MRIQC API service down?

pvelasco · October 21, 2020, 6:36pm

I’m trying to query the MRIQC API (e.g., https://mriqc.nimh.nih.gov/api/v1/T1w) and I’m getting a “HTTP Error 502: Bad Gateway”. I am able to connect to the server itself (https://mriqc.nimh.nih.gov).
Does anybody know if the API server is down?
Thanks.

rwblair · October 21, 2020, 8:45pm

Looks like there is an issue with its database connection. Will let you know when it’s back online.
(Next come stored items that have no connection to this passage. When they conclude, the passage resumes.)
PR #3626, opened 2018-12-03
Prepare new docker images

bidzyyys:
Prepare Golem for running new docker images


apps/core/task/coretask.py
```diff
@@ -122,6 +122,7 @@ def __init__(self,
 
         # src_code stuff
         self.main_program_file = self.environment.main_program_file
+        print(self.main_program_file)
```
nieznanysprawiciel: Is it something created for debugging ?
Maybe it shouldn't pass to final version ???

apps/blender/task/blenderrendertask.py
```diff
@@ -458,28 +458,27 @@ def query_extra_data(self, perf_index: float, num_cores: int = 0,
...
+             "borders_y": [min_y, max_y],
+             }
+        ]
 
-        extra_data = {"path_root": self.main_scene_dir,
-                      "start_task": start_task,
-                      "end_task": end_task,
-                      "total_tasks": self.total_tasks,
-                      "outfilebasename": self.outfilebasename,
+        extra_data = {"RESOURCES_DIR": RESOURCES_DIR_RT,
```
nieznanysprawiciel: RESOURCES_DIR, WORK_DIR and OUPUT_DIR is added to this dictinary by golem in later steps. Why is it necessary here ??

bidzyyys: Ok, I will remove it.

apps/core/task/coretask.py
bidzyyys: I've forgotten to remove it.

apps/entrypoint.sh
```diff
@@ -3,12 +3,12 @@
 if [ "$LOCAL_USER_ID" != "" ]; then
```
nieznanysprawiciel, line 3: Duplicated file.
New entrpoint script was added as apps/core/resources/images/scripts/entrypoint.sh

apps/rendering/task/renderingtask.py
```diff
@@ -213,9 +220,25 @@ def _get_scene_file_rel_path(self):
         else:
             return ''
 
+    @staticmethod
+    def short_extra_data_repr(extra_data):
+        return "RESOURCES_DIR: {RESOURCES_DIR}, " \
```
nieznanysprawiciel: RESOURCES_DIR, WORK_DIR and OUTPUT_DIR are added by Golem automatically.
Are they really necessary here ?

bidzyyys: Nope

nieznanysprawiciel (approved):

apps/blender/blender_reference_generator.py
```diff
@@ -204,7 +201,7 @@ def clear(self):
     # pylint: disable=R0914
     def generate_crops_data(self,
                             resolution: Tuple[int, int],
-                            subtask_border: List[float],
```
magdasta, line 207: please change the docstring accordingly

apps/blender/resources/images/scripts/blender_render.py
```diff
@@ -0,0 +1,230 @@
...
+            sh_file.write(shell_cmd)
+
+        # Add permissions to execute script.
+        st = os.stat(shell_script_file)
+        os.chmod(shell_script_file, st.st_mode | stat.S_IEXEC)
+
+        output_info.append(shell_script_file)
+        crop_counter += 1
+
+    return output_info
```
magdasta, line 235: Pycharm claims: `Expected type 'List[dict]', got 'List[Union[bytes, str]]' instead`

apps/blender/resources/images/scripts/blender_render.py
```diff
@@ -0,0 +1,230 @@
...
+#       {
+#           "outfilebasename" : "output_1.png",
+#           "border_x" : [ 0.0, 1.0 ],
+#           "border_y" : [ 0.0, 1.0 ]
+#       }
+#   ]
+# }
+
+
+def params_to_dict(params) -> dict:
```
magdasta, line 66: Cant this be done using `params.__dict__` or something?

apps/core/resources/images/scripts/install_py_requirements.sh
```diff
@@ -0,0 +1,16 @@
+#!/bin/sh
```
magdasta: this file is suspiciously similar to `apps/core/resources/images/scripts/install_py_libs.sh`

bidzyyys: install_py_libs - for manually provided libs
install_py_requirements - installs libs from file

apps/blender/resources/images/scripts/blender_render.py
bidzyyys: Params are being refactored to be json file, so it will change.

apps/blender/resources/images/scripts/blender_render.py
bidzyyys: Should be `List[str]` :+1:

apps/blender/task/blenderrendertask.py
```diff
@@ -446,35 +435,30 @@ def query_extra_data(self, perf_index: float, num_cores: int = 0,
...
-                      "start_task": start_task,
-                      "total_tasks": self.total_tasks,
-                      "outfilebasename": self.outfilebasename,
-                      "scene_file": scene_file,
-                      "script_src": script_src,
+        crops = [
+            {"outfilebasename": "{}_{}".format(
+                self.outfilebasename, start_task),
+             "borders_x": [0.0, 1.0],
+             "borders_y": [min_y, max_y]}
```
mfranciszkiewicz, line 450: What is the impact of removing the `numpy.float32(min_y)` conversion?

apps/blender/resources/images/blender.Dockerfile
```diff
@@ -18,13 +18,24 @@ RUN apt-get update && \
...
+ENV PATH=/blender:/usr/bin/:$PATH
+ENV PYTHONPATH=/golem/scripts:/golem:$PYTHONPATH
+
+# Create symbolic link to python. I don't know where, something removes it.
+RUN ln -s /usr/bin/python3.6 /usr/bin/python3
+
+COPY scripts/ /golem/scripts/
 
-ENV PATH=/opt/blender:$PATH
+WORKDIR /golem/work/
```
mfranciszkiewicz: Maybe move this line to `golemfactory/base`?

This directory is actually enforced by Golem while creating the container, but since `WORKDIR` is already here, maybe it's a good idea to set the default value.

apps/core/resources/images/scripts/install_py_requirements.sh
mfranciszkiewicz: The only difference is the `-r` flag, the initialization and cleanup are copy-pasted. IMO these should be merged into a single script.

apps/blender/task/blenderrendertask.py
magdasta: Golem-messages can't serialize `float32`s, and we believe this whole `double`-`float32` conversion isn't really necessary - it should be removed completely in the future

mfranciszkiewicz: AFAIR this was introduced because sometimes the border was off by 1 pixel. It's OK if that's no longer the case.

bidzyyys: Ok, but it will be done inside docker - it causes problem with serialization while sending via the internet.

apps/blender/blender_reference_generator.py
```diff
@@ -116,7 +114,7 @@ def create_from_pixel_region(crop_id: str, pixel_region: PixelRegion,
         crop.crop_region = crop.calculate_borders()
         return crop
 
-    def __init__(self, crop_id: str, subimage: SubImage, crops_path: str)\
+    def __init__(self, crop_id: str, subimage: SubImage, crops_path: str) \
```
Krigpl, line 117: ~~Please set your editor to trim whitespace at the line endings.~~
Nvm, I was blind to the `\` character.

mfranciszkiewicz:
I've encountered issues with building Docker images with Golem during startup (macOS). One problem lies in moving the `entrypoint.sh` script.

apps/blender/resources/scripts/docker_blendertask.py
```diff
@@ -1,61 +1,20 @@
...
-    if exit_code is not 0:
-        sys.exit(exit_code)
-
-
-run_blender_task(params.outfilebasename, params.scene_file, params.script_src,
-                 params.start_task, params.frames, params.output_format)
+import blender_render as blender
+
+
+def run_blender_task():
```
Krigpl: So this script doesn't do anything useful anymore and the main script is in the Docker image - wouldn't it make sense to get rid of this file completely?

golem/docker/job.py
```diff
@@ -132,6 +132,10 @@ def _prepare(self):
 
         # Setup volumes for the container
         client = local_client()
+        if is_osx():
```
Krigpl: How come it wasn't needed before?

mfranciszkiewicz: @Krigpl This was accidentally removed in a previous PR and effectively disabled the `su-exec` (privilege drop) part in `entrypoint.sh`.

Krigpl: So this is a bug that made it to 0.19 branch, but this PR most likely won't, right? If not then it should be a separate bug fix PR to the 0.19 branch.

apps/blender/resources/images/blender.Dockerfile
```diff
@@ -2,7 +2,7 @@
 # Blender setup is based on
 # https://github.com/ikester/blender-docker/blob/master/Dockerfile
 
-FROM golemfactory/base:1.2
+FROM golemfactory/base:1.3
 
 MAINTAINER Artur Zawłocki <artur.zawlocki@imapp.pl>
```
Krigpl: Let's change maintainer to Golem Tech

apps/blender/resources/scripts/docker_blendertask.py
nieznanysprawiciel: Blender docker is designed to have internal rendering api (blender_render.py)
This script forwards arguments from params.json. But it's not the only one use case.
Verificator will generate crops rendering parameters itself and then pass them to blender_render.

So it is useful to have entrypoint separated even if it is simple code as this.

golem/docker/job.py
mfranciszkiewicz: @Krigpl Yes, this should be patched for 0.19

mfranciszkiewicz: @bidzyyys This code wasn't removed but has been moved to `docker/task/task_thread.py`

mfranciszkiewicz: Please remove the newly added lines from this file

nieznanysprawiciel: Some tests won't pass after removing these lines.
There's problem with removing files from directories that are created during tests, because they need root privileges as far as I remember @bidzyyys

apps/blender/resources/images/blender.Dockerfile
nieznanysprawiciel: ok but maybe next time, because this image is already published

magdasta: But AFAIK it's not used by anyone yet? We can re-publish it

golem/docker/job.py
bidzyyys: @mfranciszkiewicz I've added these lines because of failing tests on Linux during removal of files created by docker(it works on other platforms). Please discuss with @nieznanysprawiciel whether keep these lines or remove them and fix failing tests.

apps/blender/resources/images/blender.Dockerfile
bidzyyys: This image is not in use currently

rwblair · October 23, 2020, 8:41pm

Should be up now, let me know if you see any issues with it.

pvelasco · October 26, 2020, 3:34pm

It works now.
Thanks!

bfuchs18 · November 12, 2024, 5:38pm

Hi,

I am also encountering HTTP Error 502: Bad Gateway and HTTP Error 504: Gateway Time-out errors when trying to query the API. I’ve tried several times over the past few weeks, and these errors don’t consistently occur on the same pages. I’m wondering if these issues could also be due to the server being down or experiencing instability.

Does anyone have recommendations on handling these errors effectively or on improving the connection to the server? Any advice would be greatly appreciated.

I am using the function below, adapted from here.

def get_iqms_despite_errors(modality, versions=None, software='mriqc', page_limit=None):
    """
    Grab all iqms for the given modality and the list of versions
    """
    
    print(f"Running query for {modality}")
    
    url_root = 'https://mriqc.nimh.nih.gov/api/v1/{modality}?{query}'
    page = 1
    dfs = []

    if versions is None:
        versions = ['*']

       
    for version in versions:
        while True:
            
            if page_limit is not None and page > page_limit: 
                print("Reached specified page limit (page_limit)")
                break
                
            query = []

            if software is not None:
                query.append('"provenance.software":"%s"' % software)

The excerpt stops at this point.